Les cas de 139 enfants, ayant fait l'objet de quelque 650 signalements, ont été scrutés. L'enquête lève le voile sur la situation peu reluisante des jeunes de moins de 18 ans au Nunavik, qui forment près de la moitié de la population. La Commission énonce une série de recommandations à la fin du rapport.

Elle demande à la communauté de se mobiliser pour mettre les intérêts des enfants au coeur des priorités. La Commission veut aussi que le premier ministre du Québec, Jean Charest, s'occupe personnellement du dossier. Elle veut ainsi assurer une bonne coordination des trois ministères impliqués, ceux de la Santé et des Services sociaux, de la Justice et des Affaires autochtones.

Québec a réagi à la publication du rapport par voie de communiqué. «Le gouvernement donnera suite, de concert avec les autorités locales, aux recommandations présentées par la Commission», peut-on lire. Parti en vacances, Philippe Couillard, le ministre de la Santé et des Services sociaux, n'a pas commenté le rapport.

Jeannie May, directrice de la régie régionale de la santé et des services sociaux du Nunavik, approuve les recommandations. «J'espère que ce rapport ouvrira les yeux du gouvernement, affirme-t-elle. Nous l'utilisons comme un outil positif, pour travailler avec la communauté et avec le gouvernement.»

Dans un an, la Commission fera un suivi de ses recommandations. «On pourra alors apprécier la différence», dit Mme Godin.

 

La pointe de l'iceberg

 

M. Jodouin trouve les recommandations réalistes. Il approuve l'enquête, mais ce n'est que la pointe de l'iceberg, selon lui. «Vous n'avez rien dans le rapport. Vous n'avez pas les histoires salées, les histoires d'enfants brûlés avec des mégots de cigarette. On vit un Darfour présentement au Québec», affirme-t-il.

Il est sceptique face à l'action du gouvernement. «Nous devons continuer à taper sur le clou, lance-t-il. Il ne faut pas que M. Couillard s'en sorte comme ça!»

 

Manque de ressources

 

Élisapie Isaac, chanteuse du duo Taima, est originaire de Salluit, au Nunavik.
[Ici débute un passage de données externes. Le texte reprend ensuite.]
PR #3638, opened 2021-10-24
Switch from X-Frame-Options to CSP frame-ancestors to allow DartPad as an ancestor

parlough:
This does not fix all of the DartPad issues, but according to MDN: `X-Frame-Options` is obsoleted by  the `frame-ancestors` directive. Switching to that also allows us to specify DartPad as supported as an ancestor.

### DIFF
--- a/firebase.json
+++ b/firebase.json
@@ -10,17 +10,10 @@
         ]
       },
       {
-      "source": "**",
-      "headers": [
-        { "key": "Access-Control-Allow-Origin", "value": "*" }
-      ]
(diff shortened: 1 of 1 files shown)


kwalrath:
@johnpryan could you please confirm that the latest changes fix the problem? Thanks!

parlough:
This shouldn't fix those problems, but just moves to the latest suggested standards for controlling frame behavior.

johnpryan (approved):

PR #7342, opened 2026-06-16
Add enums, const, and more sections to primary constructor docs

### LINKED ISSUE #7331: [Primary Constructors] Add section on const primary constructors, enums, and link new syntax.
(Based on feedback from the recent bug bash)

The current documentation seems to be missing information on:
- Using primary constructors with enums
  - This is making agents assume that you can't use the feature on enums and our bashers couldn't tell if they could or couldn't based on the current docs.
  - Maybe we should add some examples or an extra minor section?
- Const primary constructors `class const Foo() {}`
  - Add a small example.
- Perhaps link the new constructor syntax? Not sure about this one, but I wonder if it would be worth mentioning if people are looking for that syntax and they search up the primary constructor feature in the docs. Not sure what the best layout is here.

The first two are definitely something we'd want to add to the docs.
@conooi Thoughts?

conooi:
Added deep-dive sections and compiling code examples for constructor scopes, constant/named constructors, enhanced enums, and super parameters. Also documented all spec-defined compile-time constraints and established the correct ["in-body constructor" terminology](https://github.com/dart-lang/sdk/issues/63564#issuecomment-4664006209).

Fixes https://github.com/dart-lang/site-www/issues/7331

### DIFF
--- a/examples/language/lib/primary_constructors/primary_constructors.dart
+++ b/examples/language/lib/primary_constructors/primary_constructors.dart
@@ -62,6 +62,4 @@ enum Color(final String hex) {
   green('#00FF00'),
   blue('#0000FF');
 }
-
 // #enddocregion enums
-
--- a/examples/language/lib/primary_constructors/primary_constructors.dart
+++ b/examples/language/lib/primary_constructors/primary_constructors.dart
@@ -6,6 +6,7 @@ class Point(var int x, var int y);
 
 // Doesn't declare a field.
 class User(String name);
+
 // #enddocregion declaring-parameters
 
 // #docregion initializer-scope
@@ -13,6 +14,7 @@ class DeltaPoint(final int x, int delta) {
   // Accesses 'x' and 'delta' parameters directly!
   final int y = x + delta;
 }
+
 // #enddocregion initializer-scope
 
 // #docregion constructor-bodies
@@ -21,6 +23,7 @@ class PointWithBody(var int x, var int y) {
     print('Point initialized at ($x, $y)');
   }
 }
+
 // #enddocregion constructor-bodies
 
 // #docregion private-fields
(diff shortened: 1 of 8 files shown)


examples/language/lib/primary_constructors/super_parameters.dart
```diff
@@ -1,5 +1,23 @@
+abstract class Widget {
```
kallentu: Is there a doc region for this?
And what are these examples for?

examples/language/lib/primary_constructors/primary_constructors.dart
```diff
@@ -34,11 +34,32 @@ class UserWithPrivateField(String name) {
 class EmptyBodyPoint(var int x, var int y);
 // #enddocregion empty-bodies
 
+// #docregion scoping-shadowing
+class ScopingDemo(var String x) {
+  // In a field initializer, 'x' refers to the parameter 'x'.
```
kallentu: Because `captureAtDeclaration` is late, it refers to the field and not the parameter `x`. Might also be worth renaming these fields because we removed the "capturing" part which were the function expressions.

src/content/language/primary-constructors.md
```diff
@@ -192,6 +310,31 @@ when using primary constructors:
 *   **Name collisions**: Declaring a parameter in the primary constructor
     with the same name as a method or another field in the class body
     results in a compile-time error.
+*   **No assignments to primary parameters**:
```
kallentu: "primary parameters" -> "primary constructor parameters"
(I see that it's written like this in the spec, but I believe we're trying to write primary constructor parameters)

examples/language/lib/primary_constructors/super_parameters.dart
conooi: Hi @kallentu! Those were mock classes just to make a Flutter-like widget example compile under static analysis.

To avoid confusion, I decided to change the example to a clean, self-contained Person and Employee hierarchy instead.

kallentu (approved):

parlough (approved):
Thanks Connie! These additions look great.

Note I made various adjustments to increase consistency with the rest of the page and better align with the documentation style guide. Do consider completing a pass of the updated content when you have a chance.

PR #7343, opened 2026-06-18
Standardize and consolidate font setup

parlough:
Corresponds to https://github.com/flutter/website/pull/13518, updating the Dart site to use newer fonts, consistent with the Flutter docs site. These Google Sans Flex and Code fonts are publicly available and support variable axes. This increases consistency across the sites and enables compliant use of the same fonts on forked/translated sites.

- Replaces many manual font-weights to use one of the updated CSS properties.
- Converts uses of Google Sans and Google Sans Text to Google Sans Flex.
- Converts uses of Google Sans Mono to Google Sans Code.
- Combines some of the requests for slightly faster font loading.
- Switches the blog from Noto Serif to Roboto Serif to be more consistent with the nearby sans serif fonts.

### DIFF
--- a/site/lib/_sass/base/_base.scss
+++ b/site/lib/_sass/base/_base.scss
@@ -3,8 +3,9 @@
 body {
   font-family: var(--site-body-fontFamily);
   font-size: 1rem;
-  font-weight: 400;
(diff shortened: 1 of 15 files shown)


conooi (approved):
Thanks!!

PR #7349, opened 2026-06-22
Add keyboard input styles and usage

parlough:
Adds custom styles for `<kbd>` (migrated from `flutter/website`) and use it in more locations for better semantics and styling of keybindings. Also add support for a `special-key` class that replaces `Cmd/Ctrl` with the OS-appropriate key on load.

Some example usages: https://dart-dev--pr7349-feat-kbd-styles-8lpgp5fe.web.app/web/debugging#overview


conooi (approved):
thanks @parlough !!

PR #7351, opened 2026-06-24
Update functions.md

tagir404:
Anonymous functions example mentions forEach, but the code uses a for-in loop
image

### DIFF
--- a/src/content/language/functions.md
+++ b/src/content/language/functions.md
@@ -347,9 +347,7 @@ var uppercaseList = list.map((item) {
 }).toList();
 // Convert to list after mapping
 
-for (var item in uppercaseList) {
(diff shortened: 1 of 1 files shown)


conooi:
@tagir404 Thanks for catching this discrepancy! The code was intentionally updated to a for-in loop to align with the Effective Dart guideline [AVOID using forEach with a function literal](https://dart.dev/effective-dart/usage#avoid-using-foreach-with-a-function-literal).

Because of that, we want to keep the for-in loop and instead update the explanatory prose on lines 338–339 to match the code (as well as update excerpt sources in examples/).

I'll close this PR and open a quick fix for the text. Thanks again for flagging this!

PR #7362, opened 2026-07-06
Add potentially constant glossary term

### LINKED ISSUE #7354: Add glossary entry for "potentially constant"
And use it in the primary constructor docs

conooi:
Fixes https://github.com/dart-lang/site-www/issues/7354

### DIFF
--- a/src/content/language/primary-constructors.md
+++ b/src/content/language/primary-constructors.md
@@ -247,9 +247,9 @@ Constant primary constructors have these important constraints:
     every instance variable must be `final`, can't be `late`,
     and must be definitely initialized by a declaring parameter,
     field initializer, or the primary constructor's initializer list.
-*   **Potentially constant initializers**:
+*   **[Potentially constant][] initializers**:
     The initializing expressions for each instance variable
-    must be able to be evaluated at compile time.
+    must be potentially constant.
     This includes field initializers and
     expressions in the primary constructor's initializer list.
 
@@ -382,3 +382,4 @@ when using primary constructors:
 
 [language version]: /language/versioning
 [`parameter_assignments`]: /tools/linter-rules/parameter_assignments
+[potentially constant]: /resources/glossary#potentially-constant
--- a/src/data/glossary.yml
+++ b/src/data/glossary.yml
@@ -1433,17 +1433,22 @@
 
 - term: "Potentially constant"
   short_description: |-
-    An expression that can be evaluated at compile time if all constructor parameters
-    and type parameters of the enclosing constant constructor are replaced by constant values.
+    An expression that can be evaluated at compile time
+    if all constructor parameters of the enclosing constant constructor
+    are replaced by constant values,
+    and all type parameters are replaced by concrete types.
   long_description: |-
-    A **potentially constant expression** is an expression that is valid in contexts
-    where a constant is required, such as initializer lists of constant constructors,
-    even though it might not be a compile-time constant itself because it references
-    constructor parameters or type parameters.
+    A **potentially constant expression** is an expression
+    that is valid in contexts where a constant is required,
+    such as initializer lists of constant constructors,
+    even though it might not be a compile-time constant itself
+    because it references constructor parameters or type parameters.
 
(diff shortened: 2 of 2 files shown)


src/content/language/primary-constructors.md
```diff
@@ -247,9 +247,9 @@ Constant primary constructors have these important constraints:
     every instance variable must be `final`, can't be `late`,
     and must be definitely initialized by a declaring parameter,
     field initializer, or the primary constructor's initializer list.
-*   **Potentially constant initializers**:
+*   **[Potentially constant][] initializers**:
     The initializing expressions for each instance variable
-    must be able to be evaluated at compile time.
+    must be potentially constant.
```
sfshaza2, line 252: "Potentially constant"? Interesting verbage...

sfshaza2 (approved):
Very interesting! lgtm

conooi:
@parlough I know this has been merged already but can you take a quick look at the technical details?

eernstg:
I think one part of the text could be made more precise, I'll add a comment.

src/data/glossary.yml
```diff
@@ -1431,6 +1431,56 @@
...
 
+- term: "Potentially constant"
+  short_description: |-
+    An expression that can be evaluated at compile time
+    if all constructor parameters of the enclosing constant constructor
+    are replaced by constant values,
+    and all type parameters are replaced by concrete types.
+  long_description: |-
+    A **potentially constant expression** is an expression
+    that is valid in contexts where a constant is required,
```
eernstg, line 1442: It's tricky to get around this corner without scratches. ;-)

An expression which is potentially constant, but not constant, is an error if it occurs in a location where a constant expression is required.

I think it would be safer to say that it is sufficient for an expression to be potentially constant (that is, it can be constant as well, but that's not required) when it occurs in a `const` constructor initializer list, or it occurs in the initializing expression of a non-late instance variable in a class or enum with a `const` primary constructor.

With that, the reader will know exactly where a potentially constant expression can occur, and we haven't said anything like "a constant expression is required, but it doesn't have to be constant".

src/data/glossary.yml
```diff
@@ -1431,6 +1431,56 @@
...
+    such as initializer lists of constant constructors,
+    even though it might not be a compile-time constant itself
+    because it references constructor parameters or type parameters.
+
+    If all constructor parameters of the enclosing constant constructor
+    are replaced by constant values of the appropriate type,
+    and all type parameters are replaced by concrete types,
+    a potentially constant expression
+    becomes a compile-time constant expression.
```
eernstg, line 1451: We can't know that for sure. Being a potentially constant expression is a rather loose check that helps avoiding expressions which will certainly not be constant after substitution. However, the substitutions can also give rise to an expression which is not constant. For example:

```dart
class A {
  final int i;
  const new(dynamic d): i = d.length;
}

const a1 = A(''); // OK.
const a2 = A([]); // Error, `[].length` is not constant.
const a3 = A(true); // Error, `true` does not have a `length`.
```

We might be able to say that `a3` is irrelevant because we already said that we're only substituting expressions whose type is appropriate. However, we need to say that the substitutions _might_ yield a constant expression (otherwise, the constant evaluation of a constructor invocation that produced the substitutions is rejected), and this already covers `a3` without further explanations.

Next, the phrase 'concrete types' is slightly misleading. It could mean something like "a type derived from a declaration of a class which isn't abstract" (plus several other cases). The phrase which is used in specification documents is 'a constant type expression' (but that's not a very good phrase because it isn't an expression at all).

Perhaps 'a type which is known at compile time' could be used. This implies that it is not a type variable and it does not contain a type variable, and that's the core of it.

So, perhaps:

    If all constructor parameters of the enclosing constant constructor
    are replaced by constant values of the appropriate type,
    and all type parameters are replaced by types which are known at compile time,
    a potentially constant expression
    may become a compile-time constant expression.
    It may also become an expression which is not constant, and it may
    be a compile-time error for other reasons, in which case the constant
    constructor invocation that determined the replacements is flagged
    as an error.

eernstg (commented):
A couple of drive-by comments added.

PR #7373, opened 2026-07-10
Secure GitHub Actions workflow

conooi:
Secure GitHub Actions workflows:

restrict permissions and disable checkout credential persistence

- Change global workflow permissions to `contents: read` to restrict default token scope.
- Move write permissions down to the job level in `no-response.yaml` to resolve an excessive-permissions security warning.
- Set `persist-credentials: false` on all checkouts to prevent git token persistence on runners.
- Resolves all medium/high zizmor security findings.

### DIFF
--- a/.github/workflows/build.yml
+++ b/.github/workflows/build.yml
@@ -13,7 +13,8 @@ on:
     - cron: "0 11 * * 0"
 
 # Declare default permissions as read only.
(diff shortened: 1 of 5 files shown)


parlough (approved):
Thanks for tackling this @conooi! Looks good to me :)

Il y a un peu plus de sept ans, elle a déménagé à Montréal. «Les enfants, même s'ils sont inuits, ont le droit d'être protégés, croit-elle. Quand il n'y a pas un seul psychologue dans les villages, c'est un signe que les jeunes, ce n'est pas la priorité.»

M. Jodouin abonde dans son sens. «J'ai travaillé à la commission scolaire. J'étais le seul psychologue pour 14 villages. Ça montre qu'il y a un manque flagrant de ressources», conclut-il.